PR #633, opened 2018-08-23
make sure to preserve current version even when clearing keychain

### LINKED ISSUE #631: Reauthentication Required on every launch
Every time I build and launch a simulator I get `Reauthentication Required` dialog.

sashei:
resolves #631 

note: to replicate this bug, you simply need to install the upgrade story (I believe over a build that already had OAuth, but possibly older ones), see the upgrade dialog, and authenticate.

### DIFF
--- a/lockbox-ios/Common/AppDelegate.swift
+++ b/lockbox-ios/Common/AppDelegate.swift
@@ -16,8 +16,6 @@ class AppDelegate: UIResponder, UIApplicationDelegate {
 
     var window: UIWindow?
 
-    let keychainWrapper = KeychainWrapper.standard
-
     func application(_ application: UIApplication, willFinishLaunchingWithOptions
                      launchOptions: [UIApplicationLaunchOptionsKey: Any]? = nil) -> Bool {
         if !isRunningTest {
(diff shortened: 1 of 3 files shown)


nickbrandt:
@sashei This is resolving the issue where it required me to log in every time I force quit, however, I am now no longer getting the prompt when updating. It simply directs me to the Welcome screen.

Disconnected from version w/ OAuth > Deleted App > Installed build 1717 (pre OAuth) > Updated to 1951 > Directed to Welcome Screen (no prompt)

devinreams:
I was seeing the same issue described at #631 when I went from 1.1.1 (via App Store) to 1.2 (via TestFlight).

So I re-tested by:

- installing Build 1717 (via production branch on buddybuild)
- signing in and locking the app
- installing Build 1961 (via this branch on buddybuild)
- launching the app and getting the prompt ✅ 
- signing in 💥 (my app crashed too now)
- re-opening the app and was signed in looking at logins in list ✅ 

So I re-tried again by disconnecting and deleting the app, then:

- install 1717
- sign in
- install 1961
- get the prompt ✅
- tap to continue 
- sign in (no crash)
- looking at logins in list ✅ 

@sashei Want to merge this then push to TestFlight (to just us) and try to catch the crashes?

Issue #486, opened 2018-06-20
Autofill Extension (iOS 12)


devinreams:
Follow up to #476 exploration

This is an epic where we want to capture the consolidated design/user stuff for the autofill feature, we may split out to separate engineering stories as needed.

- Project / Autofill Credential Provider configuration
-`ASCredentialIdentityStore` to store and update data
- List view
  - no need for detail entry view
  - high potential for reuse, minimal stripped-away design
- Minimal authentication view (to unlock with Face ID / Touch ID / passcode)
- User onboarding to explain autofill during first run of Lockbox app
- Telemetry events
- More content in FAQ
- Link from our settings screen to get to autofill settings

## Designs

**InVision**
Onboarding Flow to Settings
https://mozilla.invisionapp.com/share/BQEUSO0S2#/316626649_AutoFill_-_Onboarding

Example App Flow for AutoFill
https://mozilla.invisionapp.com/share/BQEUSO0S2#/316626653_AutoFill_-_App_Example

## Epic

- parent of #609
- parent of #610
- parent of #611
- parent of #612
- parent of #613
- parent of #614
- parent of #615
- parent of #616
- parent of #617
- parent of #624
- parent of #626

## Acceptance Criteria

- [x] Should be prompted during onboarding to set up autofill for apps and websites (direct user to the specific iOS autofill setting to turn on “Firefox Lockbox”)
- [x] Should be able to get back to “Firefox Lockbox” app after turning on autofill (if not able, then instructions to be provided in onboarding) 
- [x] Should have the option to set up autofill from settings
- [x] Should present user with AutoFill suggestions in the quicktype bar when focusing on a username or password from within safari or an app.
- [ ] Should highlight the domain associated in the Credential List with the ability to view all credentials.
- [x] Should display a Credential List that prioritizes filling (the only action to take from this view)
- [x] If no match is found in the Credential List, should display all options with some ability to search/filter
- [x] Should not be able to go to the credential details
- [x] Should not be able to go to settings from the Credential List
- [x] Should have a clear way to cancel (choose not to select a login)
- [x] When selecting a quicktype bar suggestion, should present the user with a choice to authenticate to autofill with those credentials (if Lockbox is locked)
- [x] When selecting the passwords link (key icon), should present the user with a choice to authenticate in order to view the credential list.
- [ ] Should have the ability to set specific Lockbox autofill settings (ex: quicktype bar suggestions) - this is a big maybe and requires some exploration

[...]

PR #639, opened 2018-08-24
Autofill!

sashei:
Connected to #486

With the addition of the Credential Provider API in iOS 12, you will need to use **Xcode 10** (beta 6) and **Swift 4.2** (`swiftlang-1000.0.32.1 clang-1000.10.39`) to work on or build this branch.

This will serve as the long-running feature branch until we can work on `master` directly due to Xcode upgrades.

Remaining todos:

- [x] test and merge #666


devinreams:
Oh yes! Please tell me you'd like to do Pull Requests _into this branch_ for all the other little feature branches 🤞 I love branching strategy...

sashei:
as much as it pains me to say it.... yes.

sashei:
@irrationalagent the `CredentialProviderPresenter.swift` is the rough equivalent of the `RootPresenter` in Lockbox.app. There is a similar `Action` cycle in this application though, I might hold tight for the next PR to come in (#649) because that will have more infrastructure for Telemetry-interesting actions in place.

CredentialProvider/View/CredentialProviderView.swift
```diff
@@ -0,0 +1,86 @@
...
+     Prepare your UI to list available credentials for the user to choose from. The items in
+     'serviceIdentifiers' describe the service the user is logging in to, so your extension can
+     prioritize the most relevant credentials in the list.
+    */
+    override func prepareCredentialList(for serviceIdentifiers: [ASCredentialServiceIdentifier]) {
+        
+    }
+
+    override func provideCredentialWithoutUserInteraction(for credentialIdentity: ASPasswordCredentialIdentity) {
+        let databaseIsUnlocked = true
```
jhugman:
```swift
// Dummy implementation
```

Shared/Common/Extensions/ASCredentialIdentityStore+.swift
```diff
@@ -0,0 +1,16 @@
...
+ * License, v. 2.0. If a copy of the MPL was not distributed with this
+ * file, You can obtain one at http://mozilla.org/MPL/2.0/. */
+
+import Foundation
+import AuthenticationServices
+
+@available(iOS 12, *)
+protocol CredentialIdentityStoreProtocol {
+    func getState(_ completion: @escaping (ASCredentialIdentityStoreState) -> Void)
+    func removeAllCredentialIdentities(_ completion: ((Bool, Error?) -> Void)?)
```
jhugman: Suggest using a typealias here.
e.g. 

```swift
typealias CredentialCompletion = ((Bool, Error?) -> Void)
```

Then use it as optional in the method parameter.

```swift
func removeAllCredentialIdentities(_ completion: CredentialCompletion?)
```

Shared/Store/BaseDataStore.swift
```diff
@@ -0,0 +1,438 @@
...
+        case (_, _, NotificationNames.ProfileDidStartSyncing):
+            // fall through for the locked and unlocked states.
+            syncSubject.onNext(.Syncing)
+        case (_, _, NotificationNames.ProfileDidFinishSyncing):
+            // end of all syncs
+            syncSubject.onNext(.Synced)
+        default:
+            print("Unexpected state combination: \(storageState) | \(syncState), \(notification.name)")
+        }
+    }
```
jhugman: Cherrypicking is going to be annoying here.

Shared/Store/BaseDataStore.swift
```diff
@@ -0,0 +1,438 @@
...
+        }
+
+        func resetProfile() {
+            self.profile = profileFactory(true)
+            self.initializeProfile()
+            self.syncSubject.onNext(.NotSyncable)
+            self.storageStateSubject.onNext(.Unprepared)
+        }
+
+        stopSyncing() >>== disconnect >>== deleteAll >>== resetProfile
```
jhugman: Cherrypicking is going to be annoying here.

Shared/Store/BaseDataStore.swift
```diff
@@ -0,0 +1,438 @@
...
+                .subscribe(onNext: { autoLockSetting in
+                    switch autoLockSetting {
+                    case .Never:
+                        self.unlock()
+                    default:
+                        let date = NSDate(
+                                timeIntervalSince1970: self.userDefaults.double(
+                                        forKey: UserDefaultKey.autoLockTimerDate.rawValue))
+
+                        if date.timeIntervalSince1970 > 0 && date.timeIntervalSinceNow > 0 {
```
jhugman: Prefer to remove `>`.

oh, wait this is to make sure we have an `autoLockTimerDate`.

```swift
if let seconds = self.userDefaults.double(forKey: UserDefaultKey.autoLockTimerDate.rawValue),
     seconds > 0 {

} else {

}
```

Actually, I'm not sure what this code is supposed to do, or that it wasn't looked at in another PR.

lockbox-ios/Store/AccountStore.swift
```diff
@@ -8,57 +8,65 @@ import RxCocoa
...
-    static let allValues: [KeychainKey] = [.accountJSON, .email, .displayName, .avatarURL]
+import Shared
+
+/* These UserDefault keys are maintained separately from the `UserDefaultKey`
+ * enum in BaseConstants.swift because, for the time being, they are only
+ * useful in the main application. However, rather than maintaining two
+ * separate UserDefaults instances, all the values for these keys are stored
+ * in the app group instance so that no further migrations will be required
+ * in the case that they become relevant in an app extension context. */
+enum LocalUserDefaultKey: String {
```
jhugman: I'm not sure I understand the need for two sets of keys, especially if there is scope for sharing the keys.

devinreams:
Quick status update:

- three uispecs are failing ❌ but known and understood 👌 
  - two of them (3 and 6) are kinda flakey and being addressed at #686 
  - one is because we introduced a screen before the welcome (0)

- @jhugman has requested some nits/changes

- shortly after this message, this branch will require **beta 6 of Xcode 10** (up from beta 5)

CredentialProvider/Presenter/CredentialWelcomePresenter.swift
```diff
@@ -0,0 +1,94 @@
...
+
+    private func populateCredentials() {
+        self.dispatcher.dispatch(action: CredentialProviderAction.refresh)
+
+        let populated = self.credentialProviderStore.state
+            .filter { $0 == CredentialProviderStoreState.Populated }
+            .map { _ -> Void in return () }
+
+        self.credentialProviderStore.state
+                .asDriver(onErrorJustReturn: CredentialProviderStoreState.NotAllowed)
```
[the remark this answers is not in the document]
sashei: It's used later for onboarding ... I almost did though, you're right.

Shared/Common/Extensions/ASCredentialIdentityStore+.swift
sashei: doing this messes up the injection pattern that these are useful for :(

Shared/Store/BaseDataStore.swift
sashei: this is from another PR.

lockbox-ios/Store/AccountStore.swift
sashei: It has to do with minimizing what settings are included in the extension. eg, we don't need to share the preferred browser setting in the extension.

■ **ACTIVITY**
Starting at the first line of the records above, please copy each line exactly until you reach the line containing "keychainWrapper = KeychainWrapper.standard". Include that line and stop there.

■ **RESULT OF THE EXERCISE**
PR #633, opened 2018-08-23
make sure to preserve current version even when clearing keychain

### LINKED ISSUE #631: Reauthentication Required on every launch
Every time I build and launch a simulator I get `Reauthentication Required` dialog.

sashei:
resolves #631 

note: to replicate this bug, you simply need to install the upgrade story (I believe over a build that already had OAuth, but possibly older ones), see the upgrade dialog, and authenticate.

### DIFF
--- a/lockbox-ios/Common/AppDelegate.swift
+++ b/lockbox-ios/Common/AppDelegate.swift
@@ -16,8 +16,6 @@ class AppDelegate: UIResponder, UIApplicationDelegate {
 
     var window: UIWindow?
 
-    let keychainWrapper = KeychainWrapper.standard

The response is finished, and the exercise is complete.